[What needs to be done] When you have gone through the records, report how many lines include "shown", giving the number and nothing more.
───── Recorded data
PR #655, opened 2020-12-21
Add support for bound variable statements in MySQL

mnewnham:
Adds support for true bound variables in prepared statements in the mysqli driver.. Bound variable statement  now use mysqli_statement_execute instead of an emulated form.

### DIFF
--- a/drivers/adodb-mysqli.inc.php
+++ b/drivers/adodb-mysqli.inc.php
@@ -76,6 +76,8 @@ class ADODB_mysqli extends ADOConnection {
 	 */
 	private $usePreparedStatement = false;
 	private $useLastInsertStatement = false;
+	private $usingBoundVariables = false;
+	private $statementAffectedRows = -1;
 
 	/**
 	 * Sets the isolation level of a transaction.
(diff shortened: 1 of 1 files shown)


drivers/adodb-mysqli.inc.php
```diff
@@ -1033,13 +1038,176 @@ function Prepare($sql)
...
+			* Place the field type list at the front of the
+			* parameter array. This is the mysql specific
+			* format
+			*/
+			$typeArray[0] = $typeString;
+		
+			$ret = $this->_execute($sql,$typeArray);
+			if (!$ret) {
+				return $ret;
+			}
```
dregad, line 1195: @mnewnham I came upon this as I was reviewing your patch for #806.

As the code stands, this if statement is useless and could be removed, because $ret is already being returned at the end of the function, just a few lines later. Maybe you meant to `return false;` ?

dregad: Mark's reply in https://github.com/ADOdb/ADOdb/pull/816#issuecomment-1076967876
> I did review that uneeded bit of code, you are correct in that it could be removed, so if its easiest you could just chop it out

dregad: Fixed in 88aa5d0f75d9888b6b6ce60f75cfdeb35427b136

PR #658, opened 2020-12-28
PHP8 xmlschema03 for 5.21

peterdd:
- fix for the PHP8 changes stated on https://www.php.net/manual/en/function.xml-parser-create

> 8.0.0 This function returns an XMLParser instance now;       previously, a resource was returned,  or false on failure.

- removes magic_* stuff from xmlschema03 php sources.


dregad:
@peterdd based on PR title, my understanding is that this is intended for _5.21_, despite being targeted at _master_; I'll cherry-pick.

peterdd:
Yes, the magic_* fixes are required for 5.20 and 5.21 branches too for PHP7.4 and PHP8 compatibility.

PR #206, opened 2016-02-16
Enable code evaluation

andyscott:
Almost ready. I'll ping you when it's time to review.


andyscott:
This is ready now.

@juanpedromoreno @rafaparadela or @raulraja please review

andyscott:
Bonus: You can evaluate expressions with this update. `1 + 1` will work for parameters of type `Int`, `!false` would work for `Boolean`, and `List(1, 2, 3, 4).tail` would work for `Seq[Int]`.

raulraja:
@andyscott this is amazing. Great work. LGTM!

PR #217, opened 2016-02-17
Don't accept runtime errors on evaluation as good

dialelo:


dialelo:
Please review and merge @rafaparadela, @andyscott, @raulraja or @juanpedromoreno.

juanpedromoreno:
Looks good :+1:

site/server/app/com/fortysevendeg/exercises/controllers/ExercisesController.scala
```diff
@@ -43,8 +43,11 @@ class ExercisesController(
               } yield exerciseEvaluation
 
               eval.runTask match {
-                case Xor.Right(result) ⇒ Ok("Evaluation succeeded : " + result)
-                case Xor.Left(error)   ⇒ BadRequest("Evaluation failed : " + error)
+                case Xor.Right(response) ⇒ response match {
```
raulraja: I'm not sure bad request is the right http status code for what we are doing but I guess it works for the time being though we should investigate what other http status fit better for failed evaluation. Also this doubly nested Xor could possibly be flattened here to avoid the nested match cases.

raulraja:
LGTM, though made a couple of comments that we should consider for future improvements.

PR #219, opened 2016-02-17
User progress in the UI

dialelo:
- [x] Fetch and display current library and sections' exercise solutions
- [ ] Display current library's progress meter accurately
- [ ] Display section's bullet point differently for completed and incompleted sections  
- [ ] Display modal if an unauthenticated user tries to evaluate an exercise

Not ready for merge yet but opening for receiving feedback.

### DIFF
--- a/site/client/src/main/scala/Api.scala
+++ b/site/client/src/main/scala/Api.scala
@@ -21,7 +21,15 @@ import org.scalajs.dom.ext.{ Ajax, AjaxException }
 object Client {
   def readProgress(library: String, section: String, raw: String): List[ClientExercise] = {
     val parsedBody = read[LibrarySectionArgs](raw)
-    parsedBody.exercises.map(e ⇒ ClientExercise(library, section, e.methodName, arguments = e.args))
+    parsedBody.exercises.map(e ⇒ {
+      ClientExercise(
+        library = library,
+        section = section,
+        method = e.methodName,
+        arguments = e.args,
+        state = if (e.succeeded) Solved else Unsolved
+      )
+    })
   }
 
   def fetchProgress(library: String, section: String): Future[Option[List[ClientExercise]]] = {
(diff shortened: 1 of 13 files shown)


site/client/src/main/scala/Api.scala
```diff
@@ -18,6 +19,29 @@ import common.ExtAjax._
...
+        method = e.methodName,
+        arguments = e.args,
+        state = if (e.succeeded) Solved else Unsolved
+      )
+    })
+  }
+
+  def fetchProgress(library: String, section: String): Future[Option[List[ClientExercise]]] = {
+    val url = Routes.Exercises.progress(library, section)
+    Ajax.get(url).map(r ⇒ {
```
raulraja: This is essentially map + filter which may be simplified via collect and partial function.

site/client/src/main/scala/Effects.scala
```diff
@@ -16,17 +18,29 @@ object Effects {
...
-    case _ ⇒ noop
+    case Start()                 ⇒ loadInitialData
+    case CompileExercise(method) ⇒ compileExercise(s, method)
+    case _                       ⇒ noop
+  }
+
+  def loadInitialData: Future[Option[Action]] = {
+    DomHandler.libraryAndSection.fold(Future(None): Future[Option[Action]])(libAndSection ⇒ {
+      val (lib, sect) = libAndSection
+      Client.fetchProgress(lib, sect).map(maybeState ⇒ {
```
raulraja: This may also be simplified via collect and partial function to avoid the doubly nested map

site/client/src/main/scala/Ui.scala
```diff
@@ -15,74 +20,86 @@ import model.Exercises._
 import utils.DomHandler._
 
 object UI {
+  val UNSOLVED = "unsolved"
```
raulraja: This may be also modeled with an ADT of case objects for better type safety down the road if these constants are reused.

raulraja: `case object Unsolved extends ExerciseState("unsolved"). Also there may be a use case for symbols here.

dialelo:
I'm reopening this as a separate PR to target the `version-2` branch. @raulraja thanks for the comments, i'll address them in the new PR.

PR #225, opened 2016-02-18
Show a user's exercise progress

dialelo:
- [x] Depends on the server sending the progress of every exercise, not just the evaluated ones

Needs an error message when exercise fails due to the user not being authenticated but I think we should leave that for the Github auth issue.

### DIFF
--- a/site/client/src/main/scala/Actions.scala
+++ b/site/client/src/main/scala/Actions.scala
@@ -8,7 +8,7 @@ package actions
 import model.Exercises._
 
 sealed trait Action
-case class NoOp() extends Action
+case class Start() extends Action
 case class SetState(s: State) extends Action
 case class UpdateExercise(method: String, args: Seq[String]) extends Action
 case class CompileExercise(method: String) extends Action
--- a/site/client/src/main/scala/Actions.scala
+++ b/site/client/src/main/scala/Actions.scala
@@ -8,7 +8,7 @@ package actions
 import model.Exercises._
 
 sealed trait Action
-case class Start() extends Action
+case object Start extends Action
 case class SetState(s: State) extends Action
 case class UpdateExercise(method: String, args: Seq[String]) extends Action
 case class CompileExercise(method: String) extends Action
--- a/site/client/src/main/scala/Effects.scala
+++ b/site/client/src/main/scala/Effects.scala
@@ -18,7 +18,7 @@ object Effects {
   def noop: Future[Option[Action]] = Future(None)
 
   def perform(s: State, a: Action): Future[Option[Action]] = a match {
-    case Start()                 ⇒ loadInitialData
+    case Start                   ⇒ loadInitialData
     case CompileExercise(method) ⇒ compileExercise(s, method)
     case _                       ⇒ noop
   }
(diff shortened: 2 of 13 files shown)


site/client/src/main/scala/Effects.scala
```diff
@@ -16,17 +18,29 @@ object Effects {
...
+    case Start()                 ⇒ loadInitialData
+    case CompileExercise(method) ⇒ compileExercise(s, method)
+    case _                       ⇒ noop
+  }
+
+  def loadInitialData: Future[Option[Action]] = {
+    DomHandler.libraryAndSection.fold(Future(None): Future[Option[Action]])(libAndSection ⇒ {
+      val (lib, sect) = libAndSection
+      Client.fetchProgress(lib, sect).collect({
+        case Some(state) ⇒ Some(SetState(state))
```
raulraja: We should try Avoiding explicit use of Some because `Option(null) == None` but `Some(null) == Some(null) `

raulraja: Not saying this is the case but it can eventually bite us.

site/client/src/main/scala/State.scala
```diff
@@ -10,6 +10,7 @@ import actions._
 
 object State {
   def update(s: State, a: Action): State = a match {
+    case Start()                      ⇒ List()
```
raulraja: Nil

site/client/src/main/scala/Effects.scala
dialelo: Will keep that in mind :+1:

site/client/src/main/scala/Actions.scala
```diff
@@ -8,7 +8,7 @@ package actions
 import model.Exercises._
 
 sealed trait Action
-case class NoOp() extends Action
+case class Start() extends Action
```
raulraja: If this has no properties can it just be a case object?

site/server/app/com/fortysevendeg/exercises/controllers/ApplicationController.scala
```diff
@@ -79,7 +79,8 @@ class ApplicationController(
   def javascriptRoutes = Action { implicit request ⇒
     Ok(
       JavaScriptReverseRouter("jsRoutes")(
-        routes.javascript.ExercisesController.evaluate
+        routes.javascript.ExercisesController.evaluate,
```
raulraja: `import routes.javascript._`

site/server/app/views/templates/library/index.scala.html
```diff
@@ -1,4 +1,4 @@
-@(library: shared.Library, section: shared.Section)(implicit request: RequestHeader)
+@(library: shared.Library, section: shared.Section, progress: Int = 0)(implicit request: RequestHeader)
```
raulraja: I recall there being a warning by the use of default args values in templates. We should look into it.

raulraja:
Minor comments. LGTM!  Great stuff!

rafaparadela:
I've been testing locally and it works smoothly. Great!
──────────
[Solved problem] 3